The complicated part is that Microsoft Outlook and Mozilla’s Thunderbird use different email box formats. But you can do an intermediate move that will take care of the email translation between the two programs and make it easier to get all your email in Thunderbird on your iMac. That involves installing Thunderbird on your Windows PC and importing all your email from Outlook. Once your email is in Thunderbird’s format, then it can be moved to your iMac and imported into Thunderbird on your iMac.
First, start up Outlook on your Windows PC and delete what email you don’t need, and then empty the trash. (If the email is in the deleted folder but not actually deleted, it will still be moved to your iMac.) Then quit Outlook, because if Outlook is running while you’re transferring email to Thunderbird (or after), you might end up with email in the two different programs.

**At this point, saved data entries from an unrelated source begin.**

Issue #1703, opened 2018-10-18
Implement proper email validation on registration


jiru:
Currently, when someone wants to register, we check his/her email address using a regular expression. This is a problem because:

1. The current regular expression doesn’t look good. For example, it doesn’t match the rather frequently used character `+` (hence the `bug` label of this issue).
2. Using a regular expression is not good in the first place, because there are no correct regular expressions for emails.

So: better send a confirmation link by email instead.

PR #2610, opened 2021-01-10
Use built-in email validation instead of overly-strict regexes

### LINKED ISSUE #2609: Some email addresses are incorrectly rejected on registration
**To Reproduce**
1. As a logged-out user...
2. Attempt to register.
3. Enter `john+doe@example.com` in the email field.
4. The field is marked red with the error message "Invalid email address"

**Expected behavior**
The email address is recognized as valid, because it is.

**Additional information**
Related: #1703, where the issue with `+` in email addresses was mentioned, but which is a bit wider in scope.

This issue was reported in the XMPP chat on December 23rd last year, but I didn't get a notification until I accidentally opened my XMPP client just now.

Yorwba:
This PR fixes #2609.

As it turns out, both the [AngularJS email input](https://docs.angularjs.org/api/ng/input/input%5Bemail%5D) and [CakePHP's email validator](https://api.cakephp.org/3.8/class-Cake.Validation.Validator.html#_email) were already being used to ensure users enter a valid email address during registration. The additional regex was just unnecessarily rejecting spec-compliant addresses that didn't fit its simplified pattern.

CakePHP supports additionally validating that the domain part of the email has valid MX records (otherwise it can't receive email). This is disabled by default (probably because it requires DNS queries, which might be slow), but I had to specify a value to be able to pass the optional error message as the third parameter. So I decided to enable it because I think it's a good idea and one check per registration attempt shouldn't be much of a burden for the server.

I tested this locally and it seems to work in the sense that emails that should pass validation (like `john+doe@example.com`) do pass it while others are rejected (like `john+doe@example`, because `example` isn't a registered domain with MX records, or `john+doe`, because the `@` is mandatory).

However, after passing validation, I was greeted with an error message `SQLSTATE[HY000]: General error: 1364 Field 'description' doesn't have a default value`. This also happens when using the current `master` and `dev` branches in a freshly-provisioned VM, so I think it's unrelated to this PR. It also doesn't happen on *dev.tatoeba.org*, so I guess my VM is misconfigured somehow.

### DIFF
--- a/src/Model/Table/UsersTable.php
+++ b/src/Model/Table/UsersTable.php
@@ -89,13 +89,9 @@ class UsersTable extends Table
             ->minLength('password', 6, __('Password must be at least 6 characters long'));
 
         $validator
-            ->email('email')
+            ->email('email', True /* Check MX records */, __('Invalid email address'))
             ->requirePresence('email', 'create')
-            ->notEmpty('email', __('Field required'))
-            ->add('email', 'email', [
-                'rule' => ['custom', '/^([a-zA-Z0-9_\.\-])+\@(([a-zA-Z0-9\-])+\.)+([a-zA-Z0-9]{2,4})+$/'],
-                'message' => __('Invalid email address'),
-            ]);
+            ->notEmpty('email', __('Field required'));
 
         $validator
             ->date('since');
--- a/src/Model/Table/UsersTable.php
+++ b/src/Model/Table/UsersTable.php
@@ -89,7 +89,7 @@ class UsersTable extends Table
             ->minLength('password', 6, __('Password must be at least 6 characters long'));
 
         $validator
-            ->email('email', True /* Check MX records */, __('Invalid email address'))
+            ->email('email', False /* Don't check MX records */, __('Invalid email address'))
             ->requirePresence('email', 'create')
             ->notEmpty('email', __('Field required'));
 
--- a/src/Template/Users/register.ctp
+++ b/src/Template/Users/register.ctp
@@ -160,7 +160,6 @@ $label = format(
         <label for="registrationEmail"><?php echo __('Email address'); ?></label>
         <md-icon>email</md-icon>
         <?php
-        $pattern = '/^([a-zA-Z0-9_\.\-])+\@(([a-zA-Z0-9\-])+\.)+([a-zA-Z0-9]{2,4})+$/';
         echo $this->Form->input(
             'email',
             array(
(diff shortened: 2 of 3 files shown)


jiru:
The SQL error you got looks like what Tatoeba/imouto@f5652bbc7b6a7ea9200e8626241eeeac354f2659 is solving.

jiru:
The code looks good! :slightly_smiling_face:

> I tested this locally and it seems to work

Could you add a unit test? It would be best to have the test *not* actually send out the MX query, so that the test suite works offline.

Yorwba:
> The SQL error you got looks like what Tatoeba/imouto@f5652bb is solving.

I think you're right, but I did use a freshly-provisioned VM built from Tatoeba/imouto@66729a9. The problem fixed itself when I ran `vagrant up` a second time today, so I think that just adding a file in `/etc/mysql/conf.d/` is not enough to change the configuration; `mysqld` also needs to read the file, which I suspect it only does during startup.

> Could you add a unit test? It would be best to have the test not actually send out the MX query, so that the test suite works offline.

I added two testcases. I'm not sure how to best disable the MX query, since the amount of indirection between configuring the validator and performing the actual check is rather large. Maybe there's actually an easy way to achieve it with `phpunit`s mocking capabilities, but I have never used them.

jiru:
> I added two testcases. I'm not sure how to best disable the MX query, since the amount of indirection between configuring the validator and performing the actual check is rather large. Maybe there's actually an easy way to achieve it with phpunits mocking capabilities, but I have never used them.

I had a look at the implementation of MX check. It uses [getmxrr()](https://www.php.net/manual/en/function.getmxrr.php) (or fallbacks on other methods if that function is not available, but we do have it). There is a note on that documentation page saying:

> This function should not be used for the purposes of address verification. Only the mailexchangers found in DNS are returned, however, according to » RFC 2821 when no mail exchangers are listed, hostname itself should be used as the only mail exchanger with a priority of 0.

I believe nowadays it’s quite unlikely to see an email server without MX records, but hey RFC are here to be followed. So I think we should rather disable this MX verification and send an actual email to verify the address as in #1703.

Yorwba:
OK, thanks for digging that up!
I flipped that configuration option and adjusted the test, since `example.invalid` is no longer recognized as an invalid domain.

Sending an actual verification email is definitely the right approach, but I'd rather leave that out of scope for this PR.

jiru:
Thank you! :+1:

If you have lots of contacts in Outlook and want them moved to Thunderbird, too, they need to be moved separately in order to get all of the information them moved over completely. To do that, start up Outlook and go to the File menu, and select Export and then Address Book. Select “Text File (Comma Separated Values)” and click “Export.” Call it “exportedcontacts” or something you’ll remember and browse tot he desktop and save it there. Select all the fields you want to export and click “Finish.”
Then download Thunderbird and install it on your Windows PC. (You’ll need to be in an administer account to install software). When Thunderbird asks what kind of installation you want – Standard or Custom – select Standard, and also check the box that asks if you want to use Thunderbird as your default email program.
When it’s done installing, tick the box that says “Launch Mozilla Thunderbird Now.” The next box will ask you to import “Settings and Mail Folders,” so select Outlook or Outlook Express. Depending on how much email you have, it might take a few minutes. If Thunderbird doesn’t ask to import email, the go to Thunderbird >> Tools >> Import and select “Mail”. Select Outlook, and all your Outlook mail will be imported.
Once the import into Thunderbird is done and you see your email, you can quit Thunderbird and get ready to move your new Thunderbird email boxes to the iMac. From this point forward, don’t startup Outlook or Thunderbird on Windows, or you could end up with new email on your PC and not on your iMac.
You need to find your mailboxes in Windows, so if you installed as an administrator, look in C:\Documents and Settings\Administrator\Application Data\Thunderbird\Profiles\ and you’ll find a folder with a randomly generated string of letters. That’s your Thunderbird email profile folder.
Now, using a flash drive that is formatted for Windows (you can’t use a flash drive formatted for OS X unless you have MacDrive or some other software installed under Windows), copy that folder to the flash drive and then to the desktop of your iMac. If you exported your contacts, too, copy that export.csv file to the flash drive.
On your iMac, go to and download Thunderbird. The disk image will open and you can then drag Thunderbird to your Applications folder. Start it up and it will ask to “Import Settings and Mail Folders.” Select “Don’t Import Anything.” Next, you’ll see a box to set up a new email account setup. Cancel out of that. Then Thunderbird will ask if you want to use it as a default email client. Tick “Email” (and RSS feeds and Newsgroups if you want to).
Thunderbird now has installed itself. Now, the next step is kind of tricky. Thunderbird has set up for itself a profile, just like the profile that it did on Windows. What you do now is move just a few things from your Windows profile on your desktop into the Thunderbird profile on your iMac, and after you do that, Thunderbird on your iMac will have all your email and settings in it.
First, quit Thunderbird. Then find the Thunderbird folder on your iMac in your Hard drive under /Users/yourusername/Library/Thunderbird/Profiles/ The default profile will be named with a string of numbers and letters and “.default” like your old Windows profile on your desktop.
Open the Windows profile on your desktop and copy just the Mail folder and the single file called “pref.js” to your Thunderbird profile folder. OS X will say older files and folders already exist, and ask to confirm the copy.
Then start Thunderbird. It will take some time to index all your email, but when it’s done, all your email will be there. Test it out by sending an email or two. Keep the Windows Thunderbird profile folder on your desktop as a backup for a while, until you’re sure all your email was moved. Then you can delete it.
If you exported contacts from Outlook, go to the Tools menu, select Import, tick “Address Books” and then click next. Tick “Text File (LDIF, .tab, .csv, .txt)” and then Next. Browse and find the export.csv file on your desktop you moved from the flash drive. Select it and click “OK.” Select the fields you want to import and click “OK.”
That should do it for moving both your email and contacts into Thunderbird.